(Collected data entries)
PR #40514, opened 2025-09-03
Deprecate python flag in integration subcommand

pgimalac:
### What does this PR do?
Deprecate the `python` flag of the `agent integration` command.

### Motivation
Simplify the code.
We don't support Python2 anymore.

CI

### Additional Notes
The flag still exists (so the command doesn't crash when used), but it won't show in the help message and a deprecation warning will be shown when used.


jeremy-hanna (approved):
👍

hestonhoffman (approved):

AAraKKe (approved):

PR #40516, opened 2025-09-03
feat(release): add release date parameter to the `release.finish` task

matt-dz:
### What does this PR do?

Adds a release date (format YYYY-MM-DD) parameter to the `release.finish` task. The date is added to the generated prelude yaml files. If no date is provided, the default is the current date.

Usage: `dda -- inv -e release.finish 7.69.x --release-date 2025-09-03`.

### Motivation

Currently, when running the release.finish task, users must manually edit generated files for future release dates. This process is cumbersome and prone to errors.

https://datadoghq.atlassian.net/browse/BARX-1163


sabrina-datadog (approved):

tasks/release.py
```diff
@@ -293,14 +293,34 @@ def tag_devel(ctx, release_branch, commit="HEAD", push=True, force=False):
 
 
 @task
-def finish(ctx, release_branch, upstream="origin"):
+def finish(ctx, release_branch, release_date=None, upstream="origin"):
```
FlorentClarret: nit - in general you should avoid adding parameters between two others. If someone relies on the order, either they're screwed or you'll have to update their call. In this case it does not change much but you you should add it at the end

tasks/release.py
```diff
@@ -293,14 +293,34 @@ def tag_devel(ctx, release_branch, commit="HEAD", push=True, force=False):
...
 
+    # Validate release_date (if provided)
+    try:
+        if release_date:
+            datetime.strptime(release_date, "%Y-%m-%d")
+    except ValueError as err:
+        raise Exit(
+            color_message(f"Invalid date `{release_date}`. Date should be valid and in format YYYY-MM-DD.", "red"),
+            code=1,
+        ) from err
```
FlorentClarret: It's not super relevant here, but I'd have the `try/except` block inside the `if` statement, it can't break if we do not reach the `strptime` call. I would put it inside the `if` and it's also easier to read because you know you should not care about it if you're not in the `if`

- _What the task requires_
Would you output, unchanged, each line from the start of the records to the line that holds "PR #40516, opened 2025-09-03", both included and nothing else?

- _Task response_
PR #40514, opened 2025-09-03
Deprecate python flag in integration subcommand

pgimalac:
### What does this PR do?
Deprecate the `python` flag of the `agent integration` command.

### Motivation
Simplify the code.
We don't support Python2 anymore.

CI

### Additional Notes
The flag still exists (so the command doesn't crash when used), but it won't show in the help message and a deprecation warning will be shown when used.


jeremy-hanna (approved):
👍

hestonhoffman (approved):

AAraKKe (approved):

PR #40516, opened 2025-09-03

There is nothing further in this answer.